EXERCISE BRIEF -> When the line with "import rich.table" appears below, start repeating lines exactly, and keep going through the line with "regardless of type."; add nothing outside that span.

Items from a dataset
****

PR #2998, opened 2026-04-06
binexport2: extract API library name from vertex library_index

### LINKED ISSUE #2109: binexport: enable api library name extraction

devs6186:
## Summary

Fixes #2109.

When a BinExport2 `CallGraph.Vertex` has a `library_index` field set, `extract_insn_api_features` now looks up the corresponding `Library.name` from the protobuf and passes it to `generate_symbols()` as the library name.

Previously the function always passed `""` (empty string) as the library name, so library-qualified symbol variants like `kernel32.CreateFileA` were never generated for imports whose BinExport origin recorded a library association.

**Root cause:** The protobuf's `CallGraph.Vertex.library_index` field identifies which shared library an import comes from. The fix reads this field exactly as `BinExport2Index.get_function_name_by_vertex()` already does (same codebase, ~10 lines away), then passes the library name to `generate_symbols()`.

**Change:** `capa/features/extractors/binexport2/insn.py` — 6 lines added after reading `api_name`:

```python
library_name: str = ""
if vertex.HasField("library_index"):
    library: BinExport2.Library = be2.library[vertex.library_index]
    if library.HasField("name"):
        library_name = library.name
for name in capa.features.extractors.helpers.generate_symbols(library_name, api_name):
    yield API(name), ih.address
```

**Backward compatibility:** `generate_symbols()` always emits the base symbol name regardless of library name, so existing rules matching bare API names (`CreateFileA`) continue to work. The library-qualified forms are now also emitted when the BinExport2 file contains library metadata.

## Test plan

- [x] `isort`, `black`, `ruff` pass on changed files
- [x] `pytest tests/test_rules.py tests/test_match.py tests/test_engine.py` — all pass
- Note: existing test comment at `test_binexport_features.py:258` says `# not extracting dll name` — this will now be accurate only for files where the BinExport2 proto doesn't include `library_index` (most current test fixtures). When the fixture contains library metadata, library-qualified names will be emitted.

### DIFF
--- a/capa/features/extractors/binexport2/insn.py
+++ b/capa/features/extractors/binexport2/insn.py
@@ -71,10 +71,15 @@ def extract_insn_api_features(fh: FunctionHandle, _bbh: BBHandle, ih: InsnHandle
         api_name: str = vertex.mangled_name
         library_name: str = ""
         if vertex.HasField("library_index"):
-            library: BinExport2.Library = be2.library[vertex.library_index]
-            if library.HasField("name"):
-                library_name = library.name
-        for name in capa.features.extractors.helpers.generate_symbols(library_name, api_name):
+            if vertex.library_index >= len(be2.library):
+                logger.debug("vertex %d has invalid library_index %d", vertex_idx, vertex.library_index)
+            else:
+                library: BinExport2.Library = be2.library[vertex.library_index]
+                if library.HasField("name"):
+                    library_name = library.name
+        for name in capa.features.extractors.helpers.generate_symbols(
+            library_name, api_name, include_dll=bool(library_name)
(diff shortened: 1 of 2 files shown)


williballenthin:
this is slop and not useful. 

we all have the ability to write this code, but we haven't written it because we can't test it yet. if you can't provide a meaningful test, then we will not accept the PR. 

in the future, please consider *why* we may have not yet have addressed the issue. do this before copy/pasting the TODO into your coding agent.

PR #3032, opened 2026-04-22
fix: render_default always returns empty string

### LINKED ISSUE #3012: bug: render_default always returns empty string
## Description

`render_default` creates a `StringIO` buffer but never connects it to the `Console`.
The `Console()` constructor defaults to stdout, so all Rich table output goes to the
terminal. `f.getvalue()` always returns `""`.

```python
# capa/render/default.py:328-338
def render_default(doc: rd.ResultDocument):
    f = io.StringIO()
    console = rich.console.Console()       # defaults to stdout; f is ignored

    render_meta(doc, console)
    render_attack(doc, console)
    render_maec(doc, console)
    render_mbc(doc, console)
    render_capabilities(doc, console)

    return f.getvalue()                     # always ""
```

In `main.py:1012`, `print(render_default(result_doc))` prints an empty string. Users still see
output because it went to stdout directly from the Console, but:

- Library callers (e.g. `scripts/capa-as-library.py:205`) get an empty string
- `print("")` adds a spurious blank line after the real output
- The return value contract ("returns rendered string") is broken

## Callers

- `capa/main.py:1012` (CLI default output path)
- `capa/main.py:1057, 1102, 1151` (via `render()`)
- `scripts/capa-as-library.py:205` (library usage example)

## Reproduction

```python
import capa.render.default as rd_mod

doc = ...  # any valid ResultDocument
result = rd_mod.render_default(doc)
assert result == ""  # passes, output went to stdout instead
```

## Proposed fix

Use `Console.capture()`, matching the pattern in `verbose.py:384-391` and `vverbose.py:526-534`:

```python
def render_default(doc: rd.ResultDocument):
    console = rich.console.Console(highlight=False)

    with console.capture() as capture:
        render_meta(doc, console)
        render_attack(doc, console)
        render_maec(doc, console)
        render_mbc(doc, console)
        render_capabilities(doc, console)

    return capture.get()
```

Drop the `StringIO` entirely.

williballenthin:
Closes #3012

### DIFF
--- a/CHANGELOG.md
+++ b/CHANGELOG.md
@@ -12,6 +12,8 @@
 
 ### Bug Fixes
 
+- fix: render_default always returns empty string @williballenthin #3012
+
 ### capa Explorer Web
 
 ### capa Explorer IDA Pro plugin
--- a/capa/render/default.py
+++ b/capa/render/default.py
@@ -13,13 +13,11 @@
 # limitations under the License.
 
 
-import io
 import collections
 import urllib.parse
 
 import rich
 import rich.table
-import rich.console
 from rich.console import Console
 
 import capa.render.utils as rutils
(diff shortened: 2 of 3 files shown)


williballenthin (commented):
lgtm

williballenthin:

PR #3034, opened 2026-04-22
fix: _NoAddress.__eq__ unconditionally returns True

### LINKED ISSUE #3014: bug: _NoAddress.__eq__ unconditionally returns True
## Description

`_NoAddress.__eq__` returns `True` for every argument regardless of type.
When `some_addr == NO_ADDRESS` is evaluated and `some_addr.__eq__(NO_ADDRESS)` returns
`NotImplemented` (as `int.__eq__` does for non-int arguments), Python falls back to
`NO_ADDRESS.__eq__(some_addr)`, which returns `True`. Since `_NoAddress.__hash__` returns
`hash(0)`, any `AbsoluteVirtualAddress(0)` shares the same hash bucket; the subsequent
`__eq__` call then declares it equal to `NO_ADDRESS`, corrupting set membership and dict
lookups keyed on addresses.

```python
# capa/features/address.py:185-187
class _NoAddress(Address):
    def __eq__(self, other):
        return True     # should be: return isinstance(other, _NoAddress)

    def __hash__(self):
        return hash(0)  # collides with AbsoluteVirtualAddress(0)
```

## Callers

- `capa/features/freeze/__init__.py:102` (`a == NO_ADDRESS` to detect NO_ADDRESS before serialization; safe only because concrete `isinstance` checks come first)
- `capa/capabilities/common.py:23,56` (`NO_ADDRESS` passed to `ruleset.match`; used in feature sets keyed by address)
- `capa/ida/plugin/cache.py:37` (`self.address = NO_ADDRESS` stored in address-keyed structures)

## Proposed fix

Check the type before returning equality:

```python
def __eq__(self, other):
    return isinstance(other, _NoAddress)
```

Also change `__hash__` to avoid colliding with `AbsoluteVirtualAddress(0)`:

```python
def __hash__(self):
    return hash(None)
```

williballenthin:
Closes #3014

### DIFF
--- a/CHANGELOG.md
+++ b/CHANGELOG.md
@@ -12,6 +12,8 @@
 
 ### Bug Fixes
 
+- fix: _NoAddress.__eq__ unconditionally returns True @williballenthin #3014
+
 ### capa Explorer Web
 
 ### capa Explorer IDA Pro plugin
--- a/capa/features/address.py
+++ b/capa/features/address.py
@@ -184,7 +184,7 @@ class DNTokenOffsetAddress(Address):
 
 class _NoAddress(Address):
     def __eq__(self, other):
-        return True
+        return isinstance(other, _NoAddress)
 
     def __lt__(self, other):
         return False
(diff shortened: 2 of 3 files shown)


williballenthin (commented):
lgtm

williballenthin:

PR #3035, opened 2026-04-22
fix: capabilities/common.py: if va: drops address 0x0

### LINKED ISSUE #3015: bug: capabilities/common.py: if va: drops address 0x0
## Description

`find_file_capabilities` uses `if va:` to test whether a feature has an address.
`AbsoluteVirtualAddress` and `FileOffsetAddress` both extend `int`, so any instance
with value `0` is falsy. A feature at address `0x0` takes the `else` branch and its
address is discarded instead of being recorded.

```python
# capa/capabilities/common.py:46
if va:                          # AbsoluteVirtualAddress(0) is falsy
    file_features[feature].add(va)
else:
    if feature not in file_features:
        file_features[feature] = set()  # address dropped
```

The intent is to separate `NO_ADDRESS` (a `_NoAddress` singleton) from real addresses.
`NO_ADDRESS` has no `__bool__`, so it is truthy; the existing guard does not achieve
what the comment says.

## Proposed fix

Replace the truthiness test with an identity check against `NO_ADDRESS`:

```python
if va is NO_ADDRESS:
    if feature not in file_features:
        file_features[feature] = set()
else:
    file_features[feature].add(va)
```

`NO_ADDRESS` is already imported at line 23.

williballenthin:
Closes #3015

### DIFF
--- a/CHANGELOG.md
+++ b/CHANGELOG.md
@@ -12,6 +12,8 @@
 
 ### Bug Fixes
 
+- fix: capabilities/common.py: if va: drops address 0x0 @williballenthin #3015
+
 ### capa Explorer Web
 
 ### capa Explorer IDA Pro plugin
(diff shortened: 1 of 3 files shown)


williballenthin:
fix linter failures

williballenthin (commented):
lgtm

williballenthin:

PR #3037, opened 2026-04-22
fix: extract_os yields duplicate/contradictory OS values

### LINKED ISSUE #3017: bug: extract_os yields duplicate/contradictory OS values
## Description

When `os != OS_AUTO`, `extract_os` yields the user-supplied OS at line 123 and then falls
through to the `if/elif` chain. For a PE file with an explicit `os` argument, it yields
the user value and then yields `OS(OS_WINDOWS)` again. For an ELF file, it yields the
user value, then overwrites `os` with the detected value and yields that too.

```python
# capa/features/extractors/common.py:121-137
def extract_os(buf, os=OS_AUTO) -> Iterator[tuple[Feature, Address]]:
    if os != OS_AUTO:
        yield OS(os), NO_ADDRESS
        # missing return; falls through to format-detection chain

    if buf.startswith(MATCH_PE):
        yield OS(OS_WINDOWS), NO_ADDRESS   # second yield for PE + explicit os
        yield OS(OS_ANY), NO_ADDRESS
    elif buf.startswith(MATCH_ELF):
        ...
        yield OS(os), NO_ADDRESS           # os was overwritten with detected value
```

## Callers

- `capa/loader.py:105` (`is_supported_os`) counts yielded values; returns `False` when exactly 2 are yielded, rejecting a supported sample
- `capa/loader.py:111` (`get_os`) returns the first yielded value, so the explicit override works by accident
- `capa/features/extractors/elffile.py:158` (`extract_file_os`) takes `next()`, gets the explicit override only; detected OS is silently dropped
- `capa/features/extractors/viv/extractor.py:51` extends global_features; ends up with two OS features in the feature set

## Proposed fix

Add `return` after the explicit-OS yield:

```python
def extract_os(buf, os=OS_AUTO) -> Iterator[tuple[Feature, Address]]:
    if os != OS_AUTO:
        yield OS(os), NO_ADDRESS
        return
    ...
```

williballenthin:
Closes #3017

### DIFF
--- a/CHANGELOG.md
+++ b/CHANGELOG.md
@@ -12,6 +12,8 @@
 
 ### Bug Fixes
 
+- fix: extract_os yields duplicate/contradictory OS values @williballenthin #3017
+
 ### capa Explorer Web
 
 ### capa Explorer IDA Pro plugin
--- a/capa/features/extractors/common.py
+++ b/capa/features/extractors/common.py
@@ -121,6 +121,7 @@ def extract_arch(buf) -> Iterator[tuple[Feature, Address]]:
 def extract_os(buf, os=OS_AUTO) -> Iterator[tuple[Feature, Address]]:
     if os != OS_AUTO:
         yield OS(os), NO_ADDRESS
+        return
 
     if buf.startswith(MATCH_PE):
         yield OS(OS_WINDOWS), NO_ADDRESS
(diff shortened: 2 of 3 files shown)


williballenthin:
lgtm

williballenthin:

PR #3038, opened 2026-04-22
fix: load_one_jsonl_from_path: finally block runs on unrelated exceptions

### LINKED ISSUE #3018: bug: load_one_jsonl_from_path: finally block runs on unrelated exceptions
## Description

The `finally` block always executes, including when neither `try` nor `except` succeeds. If the file is empty, `next(iter(f))` raises `StopIteration` inside the `try` block. The `except gzip.BadGzipFile` clause does not catch it, so execution jumps to `finally` where `line` is unbound, raising `UnboundLocalError` and discarding the original exception.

****

OUTPUT OF THE EXERCISE ->
 import rich.table
-import rich.console
 from rich.console import Console
 
 import capa.render.utils as rutils
(diff shortened: 2 of 3 files shown)


williballenthin (commented):
lgtm

williballenthin:

PR #3034, opened 2026-04-22
fix: _NoAddress.__eq__ unconditionally returns True

### LINKED ISSUE #3014: bug: _NoAddress.__eq__ unconditionally returns True
## Description

`_NoAddress.__eq__` returns `True` for every argument regardless of type.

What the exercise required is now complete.